In Reckitt Berickiser (India) Ltd (2005) 122 DLT 612, the Delhi High Court approved the scheme of capital reduction resulting in paying off the minority public shareholders based on the aforesaid judicial dicta, while also laying down the principles for capital reduction in the following manner: 

(i) The question of reduction of share capital is treated as matter of domestic concern, i.e. it is the decision of the majority which prevails.

(ii) If majority by special resolution decides to reduce share capital of the company, it has also right to decide as to how this reduction should be carried into effect.

(iii) While reducing the share capital company can decide to extinguish some of its shares without dealing in the same manner as with all other shares of the same class.
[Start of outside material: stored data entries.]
PR #686, opened 2015-03-02
ec2: do not try to auth swarm port if exists

### LINKED ISSUE #678: [amazonec2 driver] Attempt to create swarm master bails if SG rule already exists
We get an API error back because the SG rule for swarm already exists, but it's actually fine, it shouldn't affect the attempted creation at all.

screen shot 2015-03-01 at 3 19 04 pm

Edit:  Oops, wrong screenshot.

ehazlett:
Fixes #678

### DIFF
--- a/drivers/amazonec2/amazonec2.go
+++ b/drivers/amazonec2/amazonec2.go
@@ -29,7 +29,11 @@ const (
 	ipRange                  = "0.0.0.0/0"
 	dockerConfigDir          = "/etc/docker"
 	machineSecurityGroupName = "docker-machine"
-	dockerPort               = 2376
+)
+
+var (
+	dockerPort = 2376
+	swarmPort  = 3376
 )
 
 type Driver struct {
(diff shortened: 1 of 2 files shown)


drivers/amazonec2/amazonec2.go
```diff
@@ -664,42 +658,52 @@ func (d *Driver) configureSecurityGroup(groupName string) error {
 	return nil
 }
 
-func configureSecurityGroupPermissions(group *amz.SecurityGroup) []amz.IpPermission {
+func (d *Driver) configureSecurityGroupPermissions(group *amz.SecurityGroup) []amz.IpPermission {
```
nathanleclaire: Ah, the test needs to be updated to reflect that this has been moved to a driver method.

ehazlett: ok tests fixed.  thanks!

nathanleclaire:
LGTM

ehazlett:
thanks!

Consequently, it is purely a domestic matter and is to be decided as to whether each member shall have his share proportionately reduced, or whether some members shall retain their shares unreduced, the shares of others being extinguished totally, receiving a just equivalent.

(iv) The company limited by shares is permitted to reduce its share capital in any manner, meaning thereby a selective reduction is permissible within the framework of law (see Re. Denver Hotel Co., 1893 (1) Chancery Division 495).

(v) When the matter comes to the Court, before confirming the proposed reduction the Court has to be satisfied that (i) there is no unfair or inequitable transaction and (ii) all the creditors entitled to object to the reduction have either consented or been paid or secured.”

The aforesaid has been referred to in various judgements such as in RS Livemedia Pvt Ltd, and Bombay Gas Company Ltd, thereby answering the question of permissibility of selective capital reduction in affirmative. 

On the question of whether the special resolution which proposes to wipe out a class of shareholders (through capital reduction) after paying them just compensation can be termed as unfair and inequitable, the Bombay High Court, in Sandvik Asia Ltd. vs. Bharat Kumar Padamsi (2009) SCC Online Bom. 541 has answered in negative, having reliance on the judgment of the House of Lords in the case of British and American Trustee and Finance Corpn (supra). The Bombay High Court also referred to the judgment of the SC in Ramesh B. Desai v/s. Bipin Vadilal Mehta, (2006) 5 SCC 638 for the same. 

“As the Supreme Court has recognised that the judgment of the House of Lords in the case of British & American Trustee and Finance Corporation Ltd. is a leading judgment on the subject, we are justified in considering ourselves bound by the law laid down in that judgment. As we find that there is similarity in the facts in which the observations were made in the judgment in the case of British & American Trustee and Finance Corporation, we will be well advised to follow the law laid down in that case.”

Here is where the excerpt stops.